How the Hack on Coinrail Affected the Price of Bitcoin

The South Korean cryptocurrency exchange Coinrail has joined the ever-growing list of exchanges hacked this year.

The exchange is relatively small and was slightly ranked in the world’s top 90 according to CoinMarketCap, based on its trading volume.

Regardless of its size, the exchange had a large volume of coins, which seems to have attracted an intrusion into its platform.

According to reports, the hacker(s) made away with different cryptocurrencies, mainly Pundi X (which was recently launched), and it is alleged that $19 million worth of NPXS tokens were stolen, Aston X worth over $13 million, Dent worth nearly $6 million and Tron worth over $1 million. In total, all the stolen assets were worth close to $40 million.

Fortunately, the firms issuing the tokens were not directly affected by the intrusion. It’s believed that the tokens taken belonged to Coinrail users.

After the hack, it’s clear that Pundi X and Aston were the most affected, with Pundi X alleging that the intrusion impacted some 3 percent of its total volume of tokens. Since then, Pundi X has ceased trading of its tokens across all the exchanges, while Aston has put a freeze on its affected tokens.

Coinrail has since gone offline, taking the remainder of its assets—around 70 percent—to a cold storage wallet (meaning it cannot be accessed online). The remaining 30 percent of compromised assets has been frozen as it investigates the intrusion.

The “Ripple Effect”

The whole intrusion caused jitters in the cryptocurrency markets, with its effects felt throughout the industry. Bitcoin’s market value plunged by 10 percent (from $ 7,600 to around $6,700), its lowest price in two months. This increased the cryptocurrency’s year-to-date losses to about 50 percent, shedding as much as $120 billion off its market value.

Ethereum prices dropped from $570 to around $511, before recovering slightly to about $533. Other major cryptocurrencies also experienced similar drops, with EOS—the fifth largest currency by market cap—taking the worst hit, plummeting by 15 percent.

It has been suggested that the hack was responsible for Bitcoin’s value falling, but Coinrail is an obscure exchange and might not have caused such a ripple effect in the markets.

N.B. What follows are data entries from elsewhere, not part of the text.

PR #589, opened 2026-01-12
Upgrade first set of backoffice previews for Umbraco 17

sussexrick:
## Context for this PR

## Scope of this PR

Migrate the first set of backoffice previews for blocks to the v17 format. All existing backoffice previews are written for AngularJS, but the biggest change between Umbraco 13 and 17 is a total rewrite of the backoffice to get rid of AngularJS, so they no longer work.

All backoffice previews are migrated, but this PR only has about a third of them to keep the PR to a size that's easier to review. This PR includes:
- Accordion
- Accordion section
- Button group
- Button
- Caption
- Details
- Error message
- Error summary
- Fieldset
- Inset text
- Link, styled as a button
- Link
- Notification banner
- Page heading
- Pagination
- Panel
- Summary card
- Summary list
- Text
- Warning text

Other blocks still appear just as a rectangle with the name of the block.

- TypeScript

```cmd
npm install
npm run build
```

One thing is for sure—policy-makers have been cautioning investors in trading the digital currency given that there is lack of oversight and user protection. Speaking to Reuters, a representative of the Korea Blockchain Industry Association stated Coinrail did not promote self-regulation to enhance security. Since the company is a small player in the market, it had lower standards of security, exposing it to more risks than on average.

Another Day, Another Hack

The drop may be attributed to the fact that this is the fourth cryptocurrency exchange hack this year. In January, Japan-based Coincheck was hacked, and $500 million worth of cryptocurrency was stolen. In February, $200 million worth of cryptocurrency went missing from Bitgrail, an Italian cryptocurrency exchange. Later in April, India-based Coinsecure said that about $3.3 million worth of Bitcoins were stolen from its wallet. Other hacks have also occurred in the latter half of 2017—Tether was hacked last November, and EtherDelta suspended its service in December after they were compromised.

However, the mother of all cryptocurrency exchange hacks was in 2014 when Mt. Gox lost close to 744,408 BTC, which today would be valued close to $5.3 billion.

About $1.1 billion in cryptocurrency has been stolen in the first half of 2018 with exchanges the most popular target for hackers, making up 27 percent of attacks this year, according to Carbon Black, a cybersecurity company. The amount is set to rise with reports surfacing of another hack—this time it’s Bithumb, another South Korean exchange. It is one of the busiest in the world, according to CoinMarketCap. Reportedly, $31.5 million worth of virtual coins was stolen, and it certainly highlights the security risks involved.

The two hacks serve another reminder that the industry remains unregulated and vulnerable.